[Stored data entries]

-------------------------

Issue #1609, opened 2024-01-04
Refactor build for `CDNJS` Integration


Torres-ssf:
Our current build of the fuels package generates files that successfully work with frameworks like React and Next.js. 

However, it encounters compatibility issues when used directly in a browser through the `<script>` tag in plain HTML. This limitation holds back its functionality in simple web browser environments.

We need to update the build process to produce a JavaScript file that is compatible with the basic browser `<script>` tag. This change is essential for enabling the effective use of the `fuels` package through Content Delivery Networks ([CDNJS](https://cdnjs.com/)), since the [current](https://cdnjs.com/libraries/fuels) version is not working.

After finishing with this we need to create a new Issue and PR on [cdnjs](https://github.com/cdnjs/packages) repository to properly adjust the implementation that was made [here](https://github.com/cdnjs/packages/pull/1707). 

> Reference for context:
- Add fuels to CDNJS issue: https://github.com/FuelLabs/fuels-ts/issues/1397
- Closed issue on CDNJS repo: https://github.com/cdnjs/packages/issues/1699
- Closed PR on CDNJS repo: https://github.com/cdnjs/packages/pull/1707

PR #1610, opened 2024-01-04
chore: refactor build for `CDNJS` Integration

Torres-ssf:
- Close: https://github.com/FuelLabs/fuels-ts/issues/1609


packages/fuels/vite.config.js
```diff
@@ -0,0 +1,18 @@
...
+    emptyOutDir: false,
+    lib: {
+      entry: './src/index.ts',
+      name: 'browser',
+      formats: ['es'],
+      fileName: 'browser',
+    },
+  },
+  define: {
+    'process.env.NODE_ENV': JSON.stringify('production'),
```
danielbate, line 16:
```suggestion
    'process.env.NODE_ENV': 'production',
```
Unnecessary use of `stringify` here?

.changeset/pretty-goats-matter.md
danielbate, line 1: Does this need a changeset as it's just build related for dev dependencies.

arboleya (dismissed):

packages/fuels/vite.config.js
Torres-ssf: If I remove the `JSON.Stringfy` an error is shown:

Screenshot from 2024-01-05 08-17-38

Screenshot from 2024-01-05 08-19-00

arboleya: Can/should we go for `vite.config.ts`? (typescript)

Does it make any difference?

.changeset/pretty-goats-matter.md
arboleya: I don't think so because the package needs re-publishing.

packages/fuels/vite.config.js
Torres-ssf: With `.ts` we can have type checking and autocompletion

arboleya: Is the `JSON.stringify()` still needed when using `.ts`?

Torres-ssf: Yes, I've just checked it :laughing:

danielbate: 🤯

.changeset/pretty-goats-matter.md
```diff
@@ -0,0 +1,2 @@
+---
+---
```
arboleya, line 2: Ops, I think you didn't see [this comment](https://github.com/FuelLabs/fuels-ts/pull/1610#discussion_r1442762417).

See if it makes sense.

.changeset/pretty-goats-matter.md
Torres-ssf: That was my motivation in the first place. 

But to be honest, this changeset is very confusing to me.

arboleya: Yes, that's because of all the abstraction.

One easy way to think is:
 - Does the package need re-publishing?

If yes, the changeset can't be empty.

arboleya (dismissed):

arboleya (approved):

danielbate (approved):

-------------------------

**Task brief**:
Among the entries above, say how many lines hold the word "build". No other words belong in the answer.

**Response to the task**:
5